Professor Bonnycastle (Mathematics) had a large attendance, consisting of one hundred and nine, divided into five classes, beginning with the theory of Arithmetic, and concluding the course of Pure Mathematics with the Integral Calculus. There is, moreover, a class of Mixed Mathematics for such of the more advanced students as choose to pursue it, and another of Civil Engineering.

Professor Patterson undertakes the Natural Philosophy, having an attendance of seventy-three pupils. The apparatus provided for the use of this school is very extensive and complete; and an observatory, with the necessary astronomical instruments, is open to the students.

Professor Emmet, Chymistry and Materia Medica, eighty-nine pupils.

Professor Magill, Medicine, forty-one pupils.

Professor Warner, Anatomy and Surgery, forty-four pupils. An extensive museum is attached to the Medical Department, and the anatomical school is regularly supplied with subjects, from which the lectures are delivered. The advantage claimed for this, above all other medical schools in the country, is that its session lasts ten months instead of four.

Professor Tucker, Moral Philosophy, sixty-seven pupils, who are divided into two classes; the examinations of the junior class being in Rhetoric, Belles Lettres, Logic, and Ethics, from the professor's lectures, Blair's and Campbell's Rhetoric, and Stewart's "Active and Moral Powers." The senior class studies Mental Philosophy and Political Economy; and the examinations are from the professor's lectures, Brown's Lectures, Say's and Adam Smith's Political Economy.

Professor Davis, Law, forty-eight pupils. The students of this school have instituted a Law Society, at whose meetings the professor presides, and where the business of every branch of the profession is rehearsed.

Three honorary distinctions are conferred in this University; a certificate of proficiency, conferred by the faculty on any proficient in a particular branch of study; that of graduate in any school, for proficiency in the general studies of any school; and the third, of Master of Arts of the University of Virginia, is obtained by graduation in the schools of Ancient and Modern Languages, Mathematics, Natural Philosophy, Chymistry, and Moral Philosophy. All these are obtained when deserved, and not in consequence of any prescribed term of study having been gone through. The title of Doctor of Medicine is conferred on the graduate in the Medical Department. The certificates and diplomas are delivered in the presence of all the members of the University and of the public on the last day of the session, in the Rotunda, amid many observances and rites.

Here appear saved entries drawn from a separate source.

PR #1501, opened 2015-12-08
Warn if a fixture method is called from a `before(:context)` block.

### LINKED ISSUE #1442: Warn on context fixture helper
Fixtures are controlled by the underlying `ActiveRecord::TestFixtures` code. Which sets up fixtures before **each** example. While the database _may_ have fixture data in it before this point, that data will be reset once the test fixture code runs.

When the `fixtures` message is sent in an example group, or global fixtures are defined, the Active Record test fixtures register the accessors in an anonymous module. That module is included in the example group's ancestors.

Which means the accessor helpers are available in any example group instance; thus they are available in `before(:context)` and `after(:context)`. However, the internal fixture setup and cache has not been performed yet. Attempting to call a fixture helper prior to the fixtures being setup, raises an undefined method on `NilClass` error.

Related: #1201 and #1208

samphippen:
Fixes #1442.

The basic approach here is to capture the addition of the fixture
methods to the example group instance and then monkeypatch them. The
monkeypatch checks to see if we're currently in a `before(:context)` hook
and if we are then it prints a warning and doesn't invoke the method.

The warning here is a little sparse at the moment, and I'd like to make
it more clear. One thing that's a little gross about this implementation
is that it uses the inspect string of the example group to determine if
we're in a `before(:context)` hook. As far as I can tell there isn't a
better way to make that determination, but maybe someone's got a clever
trick.

### DIFF
--- a/lib/rspec/rails/fixture_support.rb
+++ b/lib/rspec/rails/fixture_support.rb
@@ -28,6 +28,28 @@ module RSpec
             self.use_transactional_fixtures = RSpec.configuration.use_transactional_fixtures
           end
           self.use_instantiated_fixtures  = RSpec.configuration.use_instantiated_fixtures
+
+          def self.fixtures(*args)
+            orig_methods = private_instance_methods
+            super.tap do
+              new_methods = private_instance_methods - orig_methods
+              new_methods.each do |method_name|
+                proxy_method_warning_if_called_in_before_context_scope(method_name)
+              end
+            end
+          end
+
+          def self.proxy_method_warning_if_called_in_before_context_scope(method_name)
+            orig_implementation = instance_method(method_name)
+            define_method(method_name) do |*args, &blk|
+              if inspect.include?("before(:context)")
+                RSpec.warn_with("Calling fixture method in before :context ")
+              else
+                orig_implementation.bind(self).call(*args, &blk)
+              end
+            end
+          end
+
           fixtures RSpec.configuration.global_fixtures if RSpec.configuration.global_fixtures
         end
       end
--- a/Changelog.md
+++ b/Changelog.md
@@ -5,6 +5,8 @@ Bug fixes:
 
 * Make it possible to write nested specs within helper specs on classes that are
   internal to helper classes. (Sam Phippen, Peter Swan, #1499).
+* Warn if a fixture method is called from a `before(:context)` block, instead of
+  crashing with a `undefined method for nil:NilClass`. (Sam Phippen, #1501)
 
 ### 3.4.0 / 2015-11-11
 [Full Changelog](http://github.com/rspec/rspec-rails/compare/v3.3.3...v3.4.0)
--- a/example_app_generator/generate_stuff.rb
+++ b/example_app_generator/generate_stuff.rb
@@ -14,6 +14,7 @@ module ExampleAppHooks
 
     def final_tasks
       copy_file 'spec/verify_active_record_spec.rb'
+      copy_file 'spec/verify_fixture_warning_spec.rb'
       run('bin/rake db:migrate')
       if ::Rails::VERSION::STRING.to_f < 4.1
         run('bin/rake db:migrate RAILS_ENV=test')
--- a/example_app_generator/spec/verify_fixture_warning_spec.rb
+++ b/example_app_generator/spec/verify_fixture_warning_spec.rb
@@ -1,0 +1,64 @@
+require 'rails_helper'
+
+RSpec.describe "Fixture warnings" do
+  def generate_fixture_example_group(hook_type)
+    RSpec.describe do
+      include RSpec::Rails::RailsExampleGroup
+      fixtures :things
+
+      before(hook_type) do
+        things :a
+      end
+
+      it "" do
+
+      end
+    end
+  end
+
+  it "Warns when a fixture call is made in a before :context call" do
+    expect(RSpec).to receive(:warn_with).with(match(/Calling fixture method in before :context/))
+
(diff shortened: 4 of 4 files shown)


lib/rspec/rails/fixture_support.rb
```diff
@@ -29,6 +29,27 @@ module FixtureSupport
...
+              new_methods.each do |method_name|
+                proxy_method_warning_if_called_in_before_context_scope(method_name)
+              end
+            }
+          end
+
+          def self.proxy_method_warning_if_called_in_before_context_scope(method_name)
+            orig_implementation = instance_method(method_name)
+            define_method(method_name) do |*args, &blk|
+              if self.inspect.include?("before(:context)")
```
JonRowe: Is this really the only way to detect this?

samphippen: I could not think of a better one after staring at the source... maybe @myronmarston has thoughts?

lib/rspec/rails/fixture_support.rb
```diff
@@ -29,6 +29,27 @@ module FixtureSupport
...
+                RSpec.warn_with("Calling fixture method in before :context ")
```
samphippen: This message needs to be better. @cupakromer @JonRowe can you post some suggestions in here?

JonRowe:
Overall this LGTM (I'd rather we had a better way of knowing we were in a hook but if thats the only way then c'est la vie) but the rubocop has a few words to say :)

lib/rspec/rails/fixture_support.rb
JonRowe: `Using fixtures from before(#{type}) hook`? Also what happens with `before(:group)` here? And `before(:all)` / `before(:suite)`?

samphippen: do you think we should interpolate the fixture method that was called?

lib/rspec/rails/fixture_support.rb
myronmarston: Yeah, this is pretty gross and brittle.  Also, I think we should also raise errors in `after(:context)` hooks, right?

Maybe we can make a change to rspec-core so this can be:

``` ruby
if RSpec::Core::Hooks::ContextHook === self
  # ...
end
```

lib/rspec/rails/fixture_support.rb
JonRowe: We return the line number / file right? If so no, otherwise yes.

lib/rspec/rails/fixture_support.rb
JonRowe: :+1:

myronmarston: Actually, if we're going to switch on type like that...could we just `include` a module with an appropriate method definition in a class like `RSpec::Core::Hooks::ContextHook`?  Seems much more straightforward.

samphippen: OK. It seems like the resolution here is to patch something into RSpec core. I'll open an issue over there.

samphippen:
blocked on https://github.com/rspec/rspec-core/issues/2130

lib/rspec/rails/fixture_support.rb
```diff
@@ -29,6 +29,27 @@ module FixtureSupport
...
           fixtures RSpec.configuration.global_fixtures if RSpec.configuration.global_fixtures
+
+          def self.fixtures(*args)
+            orig_methods = private_instance_methods
+            super.tap do
+              new_methods = private_instance_methods - orig_methods
+              new_methods.each do |method_name|
+                proxy_method_warning_if_called_in_before_context_scope(method_name)
+              end
+            end
```
cupakromer: Could we make this a name module (I'm ok with dynamically creating it) so that it's clear from the ancestor chain we've inserted something?

cupakromer:
We need to take into account possible `global_fixtures`. I think this doesn't cover that case.

samphippen:
Can you push a failing test that demonstrates that ?

lib/rspec/rails/fixture_support.rb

It will be observed that there is no Theological Professorship. It was noticed by the religious North at the time of the foundation of the University, that this was probably the first instance in the world of such an establishment exhibiting this kind of deficiency, and the experiment was denounced as a very hazardous one. The result seems to have been, that while theological instruction has been obtainable elsewhere, a greater number and variety of young men, of different religious persuasions, have been educated at this institution than would have been likely to resort to it if it had, by the choice of a theological professor, identified itself with any single denomination. The reasons for the omission of a Professorship of Divinity are stated in the first Report of the Commissioners who met in August, 1818, at Rockfish Gap, on the Blue Ridge, for the purpose of organizing the plans of this institution. Jefferson was understood to be the author of the report, which contains the following passage:

"In conformity with the principles of our constitution, which places all sects of religion on an equal footing; with the jealousy of the different sects, in guarding that equality from encroachment and surprise; and with the sentiments of the legislature, in favour of freedom of religion, manifested on former occasions, we have proposed no Professor of Divinity; and the rather, as the proofs of the being of a God, the Creator, Preserver, and Supreme Ruler of the universe, the Author of all the relations of morality, and of the laws and obligations these infer, will be within the province of the Professor of Ethics; to which, adding the developments of those moral obligations, of those in which all sects agree, with a knowledge of the languages of Hebrew, Greek, and Latin, a basis will be formed common to all sects. Proceeding thus far without offence to the constitution, we have thought it proper at this point to leave every sect to provide, as they think fittest, the means of further instruction in their own peculiar tenets."